In MAGA land, no insult is more cutting–or more numerous–than “RINO,” an acronym for “Republican in Name Only.” It is routinely hurled by the extremists who have remade a once-mainstream, center-right party into a racist, misogynistic cult of personality.

The Republicans with whom I worked back when I was one of them have mostly responded by leaving the GOP. Interestingly, however, some of those “RINOs”–more accurately described as traditional Republicans–have chosen to fight, to try to retake their party, and in Idaho, of all places. According to the Washington Post, the rebellion is taking place in an area with a history that has informed the effort.

Locals prefer not to talk about the hate that took root here a generation ago, when the Aryan Nations and other militants built a white supremacist paradise among the tall pines and crystal lakes of North Idaho.Community activists, backed by national civil rights groups, bankrupted the neo-Nazis in court and eventually forced them to move, a hard-fought triumph memorialized in scenes from 2001 of a backhoe smashing through a giant swastika at the former Aryan compound just outside of Coeur d’Alene, the biggest city in this part of the state.

For much of the two decades since, civic leaders have focused on moving beyond the image of North Idaho as a white-power fiefdom. They steered attention instead to emerald golf courses and gleaming lakeside resorts where celebrities such as Kim Kardashian sip huckleberry cocktails.

Now, however, North Idaho residents are confronting that history head-on as a new movement builds against far-right extremism.

Northern Idaho’s traditional Republicans are reacting to the current leadership of the local Republican Party, which they say has lurched to the right, especially on matters of race, religion and sexuality, giving the bigotry of the past mainstream political cover.

A group of disaffected, self-described “traditional” Republicans has spent the past two years planning to wrest back control from leaders who they accuse of steering the local GOP toward extremism, a charge the officials vehemently deny.

Those officials may “vehemently deny” the charge, but quotations from several of them in the Post tended to support the accusation. (One politico insisted that women should be required to carry a rapists baby to term…)

The linked story was published prior to Idaho’s primary, which took place last Tuesday.  On Wednesday, I googled to assess the success of the traditional rebellion. The slate of challengers backed by the North Idaho Republicans won 30 spots on the central committee, but they needed 36 seats to secure a majority.

I also learned that 15 incumbent GOP state legislators lost their primary races. I was initially hopeful that the successful challengers represented traditional Republicans; however, further investigation indicated that, at the state legislative level, far-Right conservatives took control. (If anyone from Idaho has further information, please confirm or correct my impression.)

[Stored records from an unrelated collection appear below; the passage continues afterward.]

PR #3552, opened 2020-06-07
blocks/moving_average: use vector functions

ThomasHabets:
This improves performance of moving average for me by about 4-5x.

My test is [here](https://github.com/ThomasHabets/radiostuff/blob/master/amateur/listen_70cm.grc), which processes 10MHz to find the strongest signal.

Without this PR I see `moving_average` in `top` taking about 89.4-94%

The effort in Idaho illuminates the challenge facing a once-responsible political party: Can genuine conservatives–voters and operatives holding center-Right policy positions on economic and social issues–take back the GOP, and return the racists and culture warriors to the fringes? If not, where will thoughtful, respectable Republicans go?

In the short term, an extremist GOP can win elections by deploying its demonstrable skills at voter suppression, abetted by the various mechanisms of the American electoral system that give rural voters and a handful of states disproportionate power, but–absent a wholesale takeover that includes revising/ignoring the Constitution– that dominance will have a limited shelf-life. The once Grand-Old-Party will either turn away from the White Christian Nationalists who currently control it (and who represent a distinct minority of Americans), or a new center-Right party will rise from its ashes.

That result, of course, is long-term. The short-term crisis we face is the November election.

If the GOP manages to retake the White House or Congress, all bets are off. A second Trump administration is publicly committed to removing any remaining legal or constitutional guard-rails, setting America on a path to autocracy and chaos.

The sanity vote has never been more important.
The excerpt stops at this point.